* **EXERCISE DIRECTIONS**
Going line by line through the entries, count those containing "opened" and state only the result.

* **PROVIDED MATERIAL**
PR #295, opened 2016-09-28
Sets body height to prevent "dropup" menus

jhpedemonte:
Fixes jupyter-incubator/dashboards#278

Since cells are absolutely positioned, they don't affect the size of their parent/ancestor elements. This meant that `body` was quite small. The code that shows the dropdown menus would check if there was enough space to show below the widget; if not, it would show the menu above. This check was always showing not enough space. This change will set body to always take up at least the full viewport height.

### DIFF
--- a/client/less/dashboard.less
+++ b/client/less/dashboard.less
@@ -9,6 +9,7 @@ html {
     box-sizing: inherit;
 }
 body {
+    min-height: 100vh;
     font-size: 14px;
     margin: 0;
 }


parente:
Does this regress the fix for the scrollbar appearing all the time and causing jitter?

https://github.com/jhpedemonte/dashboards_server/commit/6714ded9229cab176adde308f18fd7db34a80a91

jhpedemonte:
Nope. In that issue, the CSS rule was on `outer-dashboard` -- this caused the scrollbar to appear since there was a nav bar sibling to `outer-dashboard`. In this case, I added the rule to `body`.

--

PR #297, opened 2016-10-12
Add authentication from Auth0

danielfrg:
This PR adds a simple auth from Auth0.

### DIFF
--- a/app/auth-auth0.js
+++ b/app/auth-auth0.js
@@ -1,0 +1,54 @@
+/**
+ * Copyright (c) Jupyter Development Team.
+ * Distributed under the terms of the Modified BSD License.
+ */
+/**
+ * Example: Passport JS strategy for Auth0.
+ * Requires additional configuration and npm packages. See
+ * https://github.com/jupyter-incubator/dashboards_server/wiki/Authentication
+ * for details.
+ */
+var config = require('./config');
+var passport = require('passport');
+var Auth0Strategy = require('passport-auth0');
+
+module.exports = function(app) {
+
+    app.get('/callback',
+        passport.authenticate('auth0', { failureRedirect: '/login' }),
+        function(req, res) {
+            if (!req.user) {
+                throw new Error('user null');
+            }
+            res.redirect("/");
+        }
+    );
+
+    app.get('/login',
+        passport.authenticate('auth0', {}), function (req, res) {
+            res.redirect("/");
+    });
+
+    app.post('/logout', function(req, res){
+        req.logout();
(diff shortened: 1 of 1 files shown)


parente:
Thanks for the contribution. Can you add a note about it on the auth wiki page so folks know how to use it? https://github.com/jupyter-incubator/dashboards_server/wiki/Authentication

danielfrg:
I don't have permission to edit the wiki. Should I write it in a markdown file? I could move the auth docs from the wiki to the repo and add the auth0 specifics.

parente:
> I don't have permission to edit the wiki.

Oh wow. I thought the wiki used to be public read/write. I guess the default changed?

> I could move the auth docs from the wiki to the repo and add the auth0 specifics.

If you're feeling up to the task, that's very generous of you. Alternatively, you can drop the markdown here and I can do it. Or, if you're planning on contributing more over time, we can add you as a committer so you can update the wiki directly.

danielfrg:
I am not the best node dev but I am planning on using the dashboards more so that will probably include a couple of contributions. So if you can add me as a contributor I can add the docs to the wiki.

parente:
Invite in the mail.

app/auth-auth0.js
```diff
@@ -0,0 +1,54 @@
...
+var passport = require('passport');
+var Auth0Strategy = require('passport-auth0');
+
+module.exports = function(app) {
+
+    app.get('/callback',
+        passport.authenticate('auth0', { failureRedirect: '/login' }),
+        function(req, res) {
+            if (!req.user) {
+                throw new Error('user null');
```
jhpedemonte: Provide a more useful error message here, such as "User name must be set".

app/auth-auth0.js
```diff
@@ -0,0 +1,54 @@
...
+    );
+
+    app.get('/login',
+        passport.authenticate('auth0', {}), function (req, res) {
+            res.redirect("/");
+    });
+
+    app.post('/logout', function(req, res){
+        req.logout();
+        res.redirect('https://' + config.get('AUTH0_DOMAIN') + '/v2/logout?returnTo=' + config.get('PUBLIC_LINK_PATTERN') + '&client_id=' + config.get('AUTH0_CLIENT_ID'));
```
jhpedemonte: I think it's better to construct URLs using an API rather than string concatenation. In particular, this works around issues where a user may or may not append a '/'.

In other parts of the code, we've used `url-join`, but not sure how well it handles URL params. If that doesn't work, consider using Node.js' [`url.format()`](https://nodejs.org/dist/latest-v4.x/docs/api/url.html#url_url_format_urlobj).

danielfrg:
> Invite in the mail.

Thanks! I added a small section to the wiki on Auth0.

* * *

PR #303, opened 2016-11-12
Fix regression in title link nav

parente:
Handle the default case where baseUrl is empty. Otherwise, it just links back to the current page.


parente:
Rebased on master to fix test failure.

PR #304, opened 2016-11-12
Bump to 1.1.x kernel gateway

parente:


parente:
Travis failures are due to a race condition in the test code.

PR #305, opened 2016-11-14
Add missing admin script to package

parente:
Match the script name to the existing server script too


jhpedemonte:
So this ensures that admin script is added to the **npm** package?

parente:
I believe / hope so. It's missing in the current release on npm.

* **SOLUTION TO THE PROBLEM**
5